Cabinet meeting
Cabinet meetingFlash 90

The first thing on Prime Minister Binyamin's Netanyahu's agenda at his Cabinet meeting Sunday morning was the coalition crisis, Walla! News reported.  

"There is not a day that passes without threats and ultimatums," Netanyahu began the meeting, adding that, "I hope we can return to normal behavior," but warning that "if not, we will draw serious conclusions." 

Netanyahu did not explicitly address his remarks to any member of the coalition, but Intelligence and Strategic Affairs Minister Yuval Steinitz (Likud) laid blame directly on Finance Minister Yair Lapid (Yesh Atid). 

"He acts like a 16-year-old boy," Steinitz said at the beginning of the meeting. "He wanted to do everything on his own, but now he complains that no one is helping him. 

Lapid attacked Netanyahu earlier in the weekend during a cultural event in Tel Aviv. "The dramatic issues - the state budget, international relations, personal security of citizens, the housing issue - are all stuck in place, yet the Prime Minister is standing on the side." 

"Instead, he is dealing with politics, polls and survival," Lapid accused, going on to blame Likud central committee members for convincing the Prime Minister not to accept his budget proposal as well as the 0% VAT law

Steinitz was also not the only Likud minister to come out against Lapid on Sunday.
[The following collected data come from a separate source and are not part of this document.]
Issue #8018, opened 2022-04-16
Page formats for different programs


EmilyGraceSeville7cf:
> ⚠️  These page templates are going to be transferred to style guide after a discussion.

# Description

It is an attempt to standardize as many as possible pages. This issue suggests how to write pages for different programs.

- Any of suggested code examples must be removed with preserved order if the corresponding program doesn't
support suggested syntax.
- Instead of `...` at the end of a page template you can write any examples in any order.

## Screenshot tools

> This template applies for programs such as: `mate-screenshot`, `flameshot`, etc.

Code example descriptions:

1. `Create a fullscreen screenshot`
1. `Create an active window screenshot`
1. `Create a specific area screenshot`
1. `Create a screenshot interactively`
1. Other examples

## Text/graphics/modelling editors

> This template applies for programs such as: `krita`, `pluma`, etc.

Code example descriptions:

1. `Start {{official_editor_name}}`
1. `Open specific files`/`Open specific directories`/`Open specific files/directories:`
1. `Open specific files in a new window`/`Open specific directories in a new window`/`Open specific files/directories in a new window`
1. `Compare two specific files`
1. Other examples

## Shells

> This template applies for programs such as: `bash`, `fish`, etc.

1. `Start an interactive shell session`
1. `Start an interactive shell session without loading startup configs`
1. `Execute specific commands`
1. `Execute a specific script`
1. `Check a specific script for syntax errors`
1. Other examples

Managor:
Closing this as this has seen no interest.

PR #8205, opened 2022-07-13
cot: add page

superatomic:

**Version of the command being documented (if known):** `2.9.2`

### DIFF
--- a/pages/osx/cot.md
+++ b/pages/osx/cot.md
@@ -15,7 +15,7 @@
 
 `cot --new`
 
-- Open a specific file (blocking the terminal until the editor is closed):
+- Open a specific file and block the terminal until it is closed:
 
 `cot --wait {{path/to/file}}`
 
--- a/pages/osx/cot.md
+++ b/pages/osx/cot.md
@@ -7,15 +7,15 @@
 
 `cot`
 
-- Open specific files:
+- Open specific files in the background:
 
 `cot {{path/to/file1 path/to/file2 ...}}`
 
-- Open a new blank document:
+- Open a new blank document in the background:
 
 `cot --new`
 
-- Open a specific file in the foreground (blocking the terminal until the editor is closed):
+- Open a specific file (blocking the terminal until the editor is closed):
 
 `cot --wait {{path/to/file}}`
 
--- a/pages/osx/cot.md
+++ b/pages/osx/cot.md
@@ -7,13 +7,13 @@
 
 `cot`
 
-- Open a new blank document:
-
-`cot --new`
-
 - Open specific files:
 
 `cot {{path/to/file1 path/to/file2 ...}}`
+
+- Open a new blank document:
+
+`cot --new`
 
 - Open a specific file in the foreground (blocking the terminal until the editor is closed):
 
--- a/pages/osx/cot.md
+++ b/pages/osx/cot.md
@@ -15,7 +15,7 @@
 
 `cot {{path/to/file1 path/to/file2 ...}}`
 
-- Open and wait until done editing a specific file:
+- Open and wait until finished editing a specific file:
 
 `cot --wait {{path/to/file}}`
 
--- a/pages/osx/cot.md
+++ b/pages/osx/cot.md
@@ -7,11 +7,11 @@
 
 `cot`
 
-- Open specific files in the background:
+- Open specific files:
 
 `cot {{path/to/file1 path/to/file2 ...}}`
 
-- Open a new blank document in the background:
+- Open a new blank document:
 
 `cot --new`
 
--- a/pages/osx/cot.md
+++ b/pages/osx/cot.md
@@ -1,0 +1,24 @@
+# cot
+
+> The Plain-Text Editor for macOS.
+> More information: <https://coteditor.com/>.
+
+- Start CotEditor:
+
+`cot`
+
+- Open a new blank document:
+
+`cot --new`
+
+- Open specific files:
+
+`cot {{path/to/file1 path/to/file2 ...}}`
+
+- Open and wait until done editing a specific file:
+
+`code --wait {{path/to/file}}`
+
+- Open a file with the cursor at a specific line and column:
+
+`cot --line {{line_number}} --column {{column_number}} {{path/to/file}}`
--- a/pages/osx/cot.md
+++ b/pages/osx/cot.md
@@ -15,7 +15,7 @@
 
 `cot {{path/to/file1 path/to/file2 ...}}`
 
-- Open and wait until finished editing a specific file:
+- Open a specific file in the foreground (blocking the terminal until the editor is closed):
 
 `cot --wait {{path/to/file}}`
 
--- a/pages/osx/cot.md
+++ b/pages/osx/cot.md
@@ -19,6 +19,6 @@
 
 `cot --wait {{path/to/file}}`
 
-- Open a file with the cursor at a specific line and column:
+- Open a specific file with the cursor at a specific line and column:
 
 `cot --line {{line_number}} --column {{column_number}} {{path/to/file}}`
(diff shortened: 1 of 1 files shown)


pages/osx/cot.md
```diff
@@ -0,0 +1,24 @@
...
+
+- Open a new blank document:
+
+`cot --new`
+
+- Open specific files:
+
+`cot {{path/to/file1 path/to/file2 ...}}`
+
+- Open and wait until done editing a specific file:
```
einverne, line 18:
```suggestion
- Open and wait until finishing editing a specific file:
```

einverne (changes requested):
Same here.

pages/osx/cot.md
superatomic: Here's my reply from [the other PR](https://github.com/tldr-pages/tldr/pull/8206) for reference:
> This exact line was taken directly from [the `webstorm` tldr-page](https://github.com/tldr-pages/tldr/blob/da55f621eb9c77d579b4353d78cc4c9bec39c4f3/pages/common/webstorm.md), but I agree that "finishing" is better than "done".
> 
> I think "finished" might be a better form of the word than "finishing" to use here, though.

einverne (approved):

pages/osx/cot.md
```diff
@@ -0,0 +1,24 @@
...
+
+- Open a new blank document:
+
+`cot --new`
+
+- Open specific files:
+
+`cot {{path/to/file1 path/to/file2 ...}}`
+
+- Open and wait until finished editing a specific file:
```
marchersimon, line 18:
```suggestion
- Open a specific file in the foreground (blocking the terminal until the editor is closed):
```

pages/osx/cot.md
```diff
@@ -0,0 +1,24 @@
...
+
+`cot --wait {{path/to/file}}`
+
+- Open a file with the cursor at a specific line and column:
```
marchersimon, line 22:
```suggestion
- Open a specific file with the cursor at a specific line and column:
```

pages/osx/cot.md
superatomic: This line is worded the same way that #8206 was worded. In addition to making this change, should I also open a PR to update the wording for `mate`?

pages/osx/cot.md
superatomic: Same deal here. I can make a new PR to give `mate` the same wording as `cot` once this PR is merged.

pages/osx/cot.md
```diff
@@ -0,0 +1,24 @@
...
+
+`cot`
+
+- Open a new blank document:
+
+`cot --new`
+
+- Open specific files:
+
+`cot {{path/to/file1 path/to/file2 ...}}`
```
EmilySeville7cfg, line 16:
```suggestion
- Open specific files in background:

`cot {{path/to/file1 path/to/file2 ...}}`

- Open a new blank document in background:

`cot --new`
```

- See #8018 why I suggested this. 😄
- Is it right that by default everything is opened in background in this editor? If it's true it's better to specify this explicitly assuming that in general editor opens files in foreground by default (until otherwise noted explicitly).

I can't try this editor, so please check my edits carefully.

pages/osx/cot.md
```diff
@@ -0,0 +1,24 @@
...
+
+- Open a specific file in the foreground (blocking the terminal until the editor is closed):
+
+`cot --wait {{path/to/file}}`
```
EmilySeville7cfg, line 20:
```suggestion
- Open specific files:

`cot --wait {{path/to/file1 path/to/file2 ...}}`
```

EmilySeville7cfg (changes requested):

pages/osx/cot.md
superatomic: After testing the behavior of running `cot`, it appears that the windows will in fact always open in the background, even though the `-g`/`--background` flag is not provided. This might be a bug with `cot`, although I'm not completely sure.

Because of this, I'd prefer to not specifically state that the command opens file in the background, although I can see why we might want to document it anyway, as it is assumed that `cot` would open files in the foreground by default.

(I will make the change to swap the order of `cot --new` and `cot {{path/to/file1 path/to/file2 ...}}` right now)

superatomic: Also, to me, "Open specific files in **the** background" sounds a bit better than "Open specific files in background". If we keep the "in background" wording (see comment above), would that be a better way to word it, or should I keep it without the "the"?

pages/osx/cot.md
superatomic: Should this still keep some information about how this command blocks the terminal until the editor is closed? Maybe "Open specific files (blocking the terminal until the editor is closed)"?

EmilySeville7cfg: I don't think so. Anyway we have to decide whether to write such info everywhere where appropriate or not. 😄

pages/osx/cot.md
EmilySeville7cfg: Let's add `the`.

superatomic: Okay, cool. I've made these changes.

pages/osx/cot.md
marchersimon: I think we should keep the previous version. We somehow have to explain what the `--wait` option does. Otherwise this example would be useless.

pages/osx/cot.md
```diff
@@ -0,0 +1,24 @@
...
+
+- Open specific files in the background:
+
+`cot {{path/to/file1 path/to/file2 ...}}`
+
+- Open a new blank document in the background:
+
+`cot --new`
+
+- Open a specific file (blocking the terminal until the editor is closed):
```
EmilySeville7cfg, line 18:
```suggestion
- Open a specific file in the foreground:
```

EmilySeville7cfg (changes requested):

pages/osx/cot.md
marchersimon: I would be fine with that, but I just have the concern that it's not really clear, what `in the foreground` means here.

EmilySeville7cfg: `in the background` expression also can be confusing. :) Maybe it's better to write what `in the background` actually means such as `without blocking a terminal until the editor is closed`.

marchersimon: That's why I went for this solution, which seemed most natural to me. However, that's just one opinion. I'd say in cases like this we should let the author decide (@superatomic).

superatomic: I was interpreting foreground/background to be whether the window that was opened was sent to the foreground, not whether the terminal blocks.

As it currently stands, either interpretation is correct, although it's probably better to use more descriptive language to avoid confusion.

For this line, I personally like "Open and wait until finished editing a specific file", which was the original text before it was changed. I'd suppose "Open a specific file and wait until it is closed" might be a good way to phrase this as well.

marchersimon: I like the last suggestion. But `wait` is a bit ambiguous. How about `Open a specific file and block the terminal until it is closed`?

superatomic: That sounds good. I chose the word "wait" because it was the name of the option, but I like yours more.

superatomic:
A small comment on the current wording: with the newest changes, do we still need to specify "in the background" on so many of the options, or can we remove it from the end of the lines where it appears?

marchersimon:
I don't think it's very important. You can remove it if you want.

superatomic:
> I don't think it's very important. You can remove it if you want.

I feel like that might make the page clearer. I'll make the changes.

EmilySeville7cfg (approved):

EmilySeville7cfg:
Merged, thanks! 👍🏻

PR #8233, opened 2022-07-20
tldr: add --search example

nebulaa44:

### DIFF
--- a/pages/common/tldr.md
+++ b/pages/common/tldr.md
@@ -19,6 +19,6 @@
 
 `tldr -u`
 
-- Search for a specific tldr-page:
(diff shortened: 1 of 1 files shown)


CleanMachine1:
Hi, thanks for your contribution however I don't think we can add this unfortuately since this command is dependant on the client someone uses. 

Things added to this TLDR Page are only usually things which are a requirement for a tldr client, the spec can be found [here](https://github.com/tldr-pages/tldr/blob/main/CLIENT-SPECIFICATION.md)

navarroaxel (changes requested):
Sorry, but we can't document non-standard arguments.

PR #8225, opened 2022-07-19
antibody, apg: add French translation

Nico385412:
- [x] The page (if new), does not already exist in the repository.
- [x] The page is in the correct platform directory (`common/`, `linux/`, etc.)
- [x] The page has 8 or fewer examples.
- [x] The PR title conforms to the recommended [templates](/tldr-pages/tldr/blob/main/CONTRIBUTING.md#commit-message).
- [x] The page follows the [content guidelines](/tldr-pages/tldr/blob/main/CONTRIBUTING.md#guidelines).
- [ ] The page description includes a link to documentation or a homepage (if applicable).

**Version of the command being documented (if known):**

PR #8234, opened 2022-07-21
apktool, apm: add French translation, update

Nico385412:

---

Hi everyone 👋 
I translated this 2 pages, but also suggest editing the original english pages.

### apktool

I removed an `s` to framework because we handle [only one framework at a time ](https://forum.xda-developers.com/t/how-to-use-and-install-apktool.1760133/)

Also `framework` does not have a translation in french. (can you confirm @nicokosi ?)

### apm

Same thing as apktool, they say we install `packages` and `themes` but we do not install multiple elements. so i changed the sentence to use singular.

### DIFF
--- a/pages.fr/common/apm.md
+++ b/pages.fr/common/apm.md
@@ -1,0 +1,17 @@
+# apm
+
+> Manageur de paquets pour Atom.
+> Voir `atom`.
+> Plus d'informations : <https://github.com/atom/apm>.
+
+- Installe un paquet depuis http://atom.io/packages ou un thème depuis http://atom.io/themes :
+
+`apm install {{nom_du_paquet}}`
+
+- Supprime un paquet ou un thème :
+
+`apm remove {{nom_du_paquet}}`
+
+- Mets à jour un paquet ou un thème :
+
+`apm upgrade {{nom_du_paquet}}`
--- a/pages.fr/common/apm.md
+++ b/pages.fr/common/apm.md
@@ -1,6 +1,6 @@
 # apm
 
-> Manageur de paquets pour Atom.
+> Gestionnaire de paquets pour Atom.
 > Voir `atom`.
 > Plus d'informations : <https://github.com/atom/apm>.
 
--- a/pages/common/apm.md
+++ b/pages/common/apm.md
@@ -4,14 +4,14 @@
 > See `atom`.
 > More information: <https://github.com/atom/apm>.
 
-- Install packages from http://atom.io/packages and themes from http://atom.io/themes:
+- Install package from http://atom.io/packages or theme from http://atom.io/themes:
 
 `apm install {{package_name}}`
 
-- Remove packages/themes:
+- Remove package/theme:
 
 `apm remove {{package_name}}`
 
-- Upgrade packages/themes:
+- Upgrade package/theme:
 
 `apm upgrade {{package_name}}`
--- a/pages/common/apm.md
+++ b/pages/common/apm.md
@@ -8,7 +8,7 @@
 
 `apm install {{package_name}}`
 
-- Remove package/theme:
+- Remove a package/theme:
 
 `apm remove {{package_name}}`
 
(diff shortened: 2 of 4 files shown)


pages.fr/common/apm.md
```diff
@@ -0,0 +1,17 @@
+# apm
+
+> Manageur de paquets pour Atom.
```
nicokosi, line 3:
```suggestion
> Gestionnaire de paquets pour Atom.
```

pages.fr/common/apm.md
```diff
@@ -0,0 +1,17 @@
...
+
+- Installe un paquet depuis http://atom.io/packages ou un thème depuis http://atom.io/themes :
+
+`apm install {{nom_du_paquet}}`
+
+- Supprime un paquet ou un thème :
+
+`apm remove {{nom_du_paquet}}`
+
+- Mets à jour un paquet ou un thème :
```
nicokosi, line 15:
```suggestion
- Met à jour un paquet ou un thème :
```

pages/common/apm.md
```diff
@@ -4,14 +4,14 @@
 > See `atom`.
 > More information: <https://github.com/atom/apm>.
 
-- Install packages from http://atom.io/packages and themes from http://atom.io/themes:
+- Install package from http://atom.io/packages or theme from http://atom.io/themes:
```
nicokosi, line 7:
```suggestion
- Install a package from http://atom.io/packages or theme from http://atom.io/themes:
```

pages/common/apm.md
```diff
@@ -4,14 +4,14 @@
...
 
 `apm install {{package_name}}`
 
-- Remove packages/themes:
+- Remove package/theme:
```
nicokosi, line 11:
```suggestion
- Remove a package/theme:
```

pages/common/apm.md
```diff
@@ -4,14 +4,14 @@
...
 
 `apm remove {{package_name}}`
 
-- Upgrade packages/themes:
+- Upgrade package/theme:
```
nicokosi, line 15:
```suggestion
- Upgrade a package/theme:
```

pages.fr/common/apm.md
Nico385412: That true, `Gestionnaire` is better than `Manageur`

pages.fr/common/apm.md
Nico385412: same response as this PR ^^" 

https://github.com/tldr-pages/tldr/pull/8225#discussion_r925182444

marchersimon (approved):
Looks good, thanks

pages.fr/common/apm.md
navarroaxel: présent de l'indicatif explains better what a command does, at least in Spanish. I think this apply to French too.

Nico385412: Both are ok in french, but depends on the context and not the actual form that nicokosi ask.

If you want to use the present de l'indicatif you must know that's a tense where you need to identify a subject before using a verb. (e, g j'aime les pommes (I like apples)). And you can't remove the `I` (`j'`) because you loose the `who`

Since we give implicitly an order to a machine (the command) then you don't need to specify the subject, BUT you must use imperative for the verb.

So if we want to use the present de l'indicatif, a correct sentence would be `il met à jour un paquet ou un thème :`
(it upgrades ....)

I hope my explanation are clear ^^" wdyt @nicokosi  ?

nicokosi: Not sure to understand everything. :innocent:

I agree with: :ok_hand: 
> Both are ok in french,

IMHO, the subject is implicitly `apm` and indicative / third person is better. That's why I suggest "_met_" for "_(apm) met_" (indicative present, third person like "it"). :smiley_cat:

nicokosi (approved):
:+1:

navarroaxel (approved):

PR #8238, opened 2022-07-21
pyinfra: add page

CrimsonTome:
- **Version of the command being documented (if known):**  2.3

### DIFF
--- a/pages/common/pyinfra.md
+++ b/pages/common/pyinfra.md
@@ -1,0 +1,28 @@
+# pyinfra
+
+> Automates infrastructure at a large scale.
+> More information: <https://docs.pyinfra.com>.
+
+- Execute a command over ssh:
+
+`pyinfra {{target_ip_address}} exec -- {{command_name_and_arguments}}`
+
+- Execute contents of a deploy file on a list of targets:
+
+`pyinfra {{path/to/inventory.py}} {{path/to/deploy.py}}`
+
+- Execute commands on your local machine:
+
+`pyinfra @local exec -- {{command_name_and_arguemnts}}`
+
+or
+
+`pyinfra @local {{path/to/deploy.py}}`
+
+- Execute commands over Docker:
+
+`pyinfra @docker/{{container}} exec -- {{command_name_and_arguemnts}}`
+
+or
+
+`pyinfra @docker/{{container}} {{path/to/deploy.py}}`
--- a/pages/common/pyinfra.md
+++ b/pages/common/pyinfra.md
@@ -3,26 +3,18 @@
 > Automates infrastructure at a large scale.
 > More information: <https://docs.pyinfra.com>.
 
-- Execute a command over ssh:
+- Execute a command over `SSH`:
 
 `pyinfra {{target_ip_address}} exec -- {{command_name_and_arguments}}`
 
 - Execute contents of a deploy file on a list of targets:
 
-`pyinfra {{path/to/inventory.py}} {{path/to/deploy.py}}`
+`pyinfra {{path/to/target_list.py}} {{path/to/deploy.py}}`
 
-- Execute commands on your local machine:
-
-`pyinfra @local exec -- {{command_name_and_arguemnts}}`
-
-or
+- Execute commands on locally:
 
 `pyinfra @local {{path/to/deploy.py}}`
 
 - Execute commands over Docker:
-
-`pyinfra @docker/{{container}} exec -- {{command_name_and_arguemnts}}`
-
-or
 
 `pyinfra @docker/{{container}} {{path/to/deploy.py}}`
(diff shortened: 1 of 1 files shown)


CrimsonTome:
With regards to the 'or' sections in pyinfra.md, I wasn't sure how to format them because they detail how to do the same operation, just with a slightly different syntax - that has been explained at the top. I just thought it would be a little pointless adding a new section for each way of doing things when it has been explained if that makes sense. Any feedback is much appreciated! :smile:

marchersimon:
To keep our pages maintainable we have to enforce some strict rules, for example that each example is isolated from the others. In this case we should probably decide for one of the two versions - whichever you think is more useful.

pages/common/pyinfra.md
```diff
@@ -0,0 +1,28 @@
+# pyinfra
+
+> Automates infrastructure at a large scale.
+> More information: <https://docs.pyinfra.com>.
+
+- Execute a command over ssh:
```
marchersimon, line 6:
```suggestion
- Execute a command over `ssh`:
```

pages/common/pyinfra.md
```diff
@@ -0,0 +1,28 @@
...
+
+`pyinfra {{target_ip_address}} exec -- {{command_name_and_arguments}}`
+
+- Execute contents of a deploy file on a list of targets:
+
+`pyinfra {{path/to/inventory.py}} {{path/to/deploy.py}}`
```
marchersimon, line 12: I'm not sure if it makes sense here, but it's a bit unclear what `inventory.py` is.
```suggestion
`pyinfra {{path/to/target_list.py}} {{path/to/deploy.py}}`
```

pages/common/pyinfra.md
```diff
@@ -0,0 +1,28 @@
...
+
+- Execute commands on your local machine:
```
marchersimon, line 14:
```suggestion
- Execute commands locally:
```
We try to avoid pronouns like `your`.

CrimsonTome:
Thank you for your review @marchersimon. I will adapt the page later on in the day when I have access to a PC. 

inventory.py is the canonical name of the targets list though I believe you can name it what you like.

pages/common/pyinfra.md
```diff
@@ -0,0 +1,28 @@
...
+
+`pyinfra @local exec -- {{command_name_and_arguemnts}}`
+
+or
```
sbrl, line 18: We have a linter which enforces a strict format, so unfortunately we can't have an `or` branch here. The format is very much
```markdown
- Example description

`example command`
```

pages/common/pyinfra.md
```diff
@@ -0,0 +1,28 @@
...
+
+`pyinfra @local {{path/to/deploy.py}}`
+
+- Execute commands over Docker:
+
+`pyinfra @docker/{{container}} exec -- {{command_name_and_arguemnts}}`
+
+or
```
sbrl, line 26: Same here.

pages/common/pyinfra.md
```diff
@@ -0,0 +1,28 @@
...
+
+`pyinfra @local exec -- {{command_name_and_arguemnts}}`
+
+or
+
+`pyinfra @local {{path/to/deploy.py}}`
+
+- Execute commands over Docker:
+
+`pyinfra @docker/{{container}} exec -- {{command_name_and_arguemnts}}`
```
sbrl, line 24: typo?
```suggestion
`pyinfra @docker/{{container}} exec -- {{command_name_and_arguments}}`
```

sbrl (commented):
Disclaimer: I know @CrimsonTome IRL,

CrimsonTome:
Thank you for the review @sbrl. 

Yeah, I will fix the `or` statements with the preferable option. And oops ty for spotting the typo 😅.
As per my previous comment, I will resolve these later today.

pages/common/pyinfra.md
CleanMachine1:
```suggestion
- Execute a command over `SSH`:
```

sbrl: This doesn't make any sense to have SSH in backticks, because SSH is the name of a protocol and not a command.

sbrl (commented):
Looks ok to me, though as I've commented above SSH does not make sense to be in backticks as it's the name of a protocol and not the name of a command.

sbrl (approved):

CleanMachine1 (approved):
Thanks for your contribution!

pages/common/pyinfra.md
```diff
@@ -0,0 +1,20 @@
+# pyinfra
+
+> Automates infrastructure at a large scale.
+> More information: <https://docs.pyinfra.com>.
+
+- Execute a command over `SSH`:
```
marchersimon, line 6:
```suggestion
- Execute a command over SSH:
```

CrimsonTome:
Okay, all issues *should* be sorted now :)

navarroaxel (approved):

PR #8239, opened 2022-07-21
psql: clarify default host behaviour

medizinmensch:
- **Version of the command being documented (if known):**  12.11

The first example for psql is wrong or at least misleading. It lets users to believe that `psql my_db` is the same as `psql -h 127.0.0.1` which is not. By default (at least in v12.11), it connects via Unix Socket. 

This makes a difference for instance for access configuration in the `pg_hba.conf` file. I could not connect because usually by default (afaik), only the postgres user is allowed to access via socket. 

Alternatively one could say "... connects to the local database..." or something without naming localhost.

### DIFF
--- a/pages/common/psql.md
+++ b/pages/common/psql.md
@@ -3,7 +3,7 @@
 > PostgreSQL command-line client.
 > More information: <https://www.postgresql.org/docs/current/app-psql.html>.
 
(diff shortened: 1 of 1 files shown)


marchersimon (approved):
Looks good, thanks

mfrw (approved):
Thank you @medizinmensch 
LGTM :)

In an interview with Army Radio earlier Sunday morning, Defense Minister Moshe Ya'alon criticized Lapid, responding to allegations Lapid had made about Ya'alon's deteriorating relations with the United States government in Washington. 

"If he has such great concern about the relationship with the US, then why, at a meeting on as subject as important as the new fighter aircraft (F-35) did he vote against the deal, thereby impairing the relationship with the US - this is not how a government representative should behave," Ya'alon said. 

"If there is an agreement that we worked on for two years with the Americans, how in the end can he raise his hand against it?" 

Ya'alon also accused Lapid of playing games with the defense budget. "We got a report that we were receiving an additional six billion shekels. We got less. Part of the defense budget went to pay for things that should have been funded separately. I carry this as a personal example, but it's happened across departments." 

Regarding the crisis in the coalition, Ya'alon actually agreed with Lapid that Israel does not need elections, but he stated that an air of elections is already being felt in the country. 

"I'm not afraid of elections. Likud should not worry because of elections, rather a situation in which a government cannot govern because of [misbehaving] coalition partners, who fail to govern at all." 

Further signs of the strain between Lapid and Netanyahu can be found in Walla! News' telling revelation that Lapid cancelled a meeting with the Prime Minister, scheduled in advance, for this past Friday.